According to the documents and literature analysis, i found that Cambodia still needs a highly skilled professional health care workforce to address the country’s significant health challenges. Ozawa et al.,20 have shown that the popular view of quality of care by public and private providers in Cambodia relates to waiting time, perceived costs, effectiveness and availability of medicine, mode of administering medicines and interpersonal skills displayed by medical personnel. Among the users of the public health services, many complain about lack of hygiene and high cost.21 Anecdotal evidence suggests that services provided by the private sector are often unnecessarily expensive and of questionable quality.22,23 An increasing number of patients are seeking care abroad, mainly in neighboring countries such as Thailand and Viet Nam. Most hospitals lack modern trauma units or services such as ambulances with trained medics. Local hospital staff may be able to stabilize patients, but a serious accident will require an evacuation to Bangkok by helicopter or car. The safety of blood transfusions also varies from hospital to hospital, and should be avoided outside of Phnom Penh. Despite this challenge, Cambodian doctors-particularly specialists-are gradually catching up with their counterparts elsewhere in Asia, says Park, who also heads the Cambodia Neurosurgery Support Project to train local neurosurgeons. The figure below show the comparison of healthcare among ASEAN countries, not surprisingly, higher-income countries are well-ahead of the lower-income ones in terms of resource availability for health, healthcare coverage and quality of care (Figure 2). The numbers of Cambodian going to Vietnam for healthcare has increased 20% in the first half of 2015, according to the official figure from Ministry of tourism. They are going to Vietnam because they can find a wider range of services and the quality is better than home country.24 Anyway, according to Taikry25 said that “there are not enough human resources and hospitals, though we have the same standard. The medical services and hospitals in Cambodia do not meet international standards and lack hands-on training of advanced practical applications by medical professionals.26 The randomly selected of interviewer mentioned that, the medical practice is still poor, doctors usually appear arrogant and wouldn’t tell patients why they would prescribe certain medicines to them, the cost of treatment is expensive.27

Figure 2 Population and healthcare resource comparison across ASEAN.

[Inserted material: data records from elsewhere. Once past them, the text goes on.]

PR #6226, opened 2017-05-30
API-245: add the possibility to pass an username in the command

solivier:
This PR add the possibility to pass an username in the command and add it in the security token to be able to retrieve it later.

Will be used in import job rights.

### DIFF
--- a/src/Akeneo/Bundle/BatchBundle/Command/BatchCommand.php
+++ b/src/Akeneo/Bundle/BatchBundle/Command/BatchCommand.php
@@ -4,11 +4,9 @@ namespace Akeneo\Bundle\BatchBundle\Command;
 
 use Akeneo\Component\Batch\Item\ExecutionContext;
 use Akeneo\Component\Batch\Job\ExitStatus;
-use Akeneo\Component\Batch\Job\Job;
 use Akeneo\Component\Batch\Job\JobParametersFactory;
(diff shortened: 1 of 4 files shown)


src/Akeneo/Bundle/BatchBundle/Command/BatchCommand.php
```diff
@@ -78,6 +85,18 @@ protected function execute(InputInterface $input, OutputInterface $output)
...
+        $username = $input->getOption('username');
+
+        try {
+            $user = $this->getContainer()->get('security.user.provider.concrete.chain_provider')
+                ->loadUserByUsername($username);
+
+            $token = new UsernamePasswordToken($user, null, 'main', $user->getRoles());
+            $this->getContainer()->get('security.token_storage')->setToken($token);
+        } catch (UsernameNotFoundException $e) {
+            // We do nothing as we want to let the possibility to not pass an user.
```
mickaelandrieu: If `username` is optional, you should embed your ``try/catch`` inside an if condition: ``if (!is_null($username)) {}``.

But as a developer, if the username I use is wrong (I did a typo for instance) I want to be notified, so please, dont hide the error! At least, if you disagree with me, can you log or output something? 

```php
$warning = sprintf('<warning>User with username %s was not found</warning>', $username);
$output->writeln($warning);
```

Conclusion and recommendations

Many factors appear to influence the movement of people for better healthcare services, such as lack of highly skilled professional health care workforce to address the country’s significant health challenges, waiting time, perceived costs, effectiveness and availability of medicine, mode of administering medicines and interpersonal skills displayed by medical personnel, lack of hygiene and high cost, lack of modern trauma units or services such as ambulances with trained medics etc. The medical services and hospitals in Cambodia do not meet international standards and lack hands-on training of advanced practical applications by medical professionals. Hence an increasing number of patients are seeking care abroad, mainly in neighboring countries. Medical tourism is challenging the traditional ways of thinking about public health and we are confronted with a wide array of questions that still need to be answered. Research about the topic is still in its infancy and more studies are urgently needed. The concept of medical tourism is appealing to anyone who is interested in high quality and affordable healthcare. The medical tourism phenomenon is gaining popularity and the number of people going abroad for treatment increases rapidly every year. With many medical tourism benefits, advancements in technology and improvements in healthcare standards within developing countries, it is likely that the advantages of medical tourism will provide a striking economical solution to many healthcare problems



Conflict of interest

Author declares that there is no conflict of interest.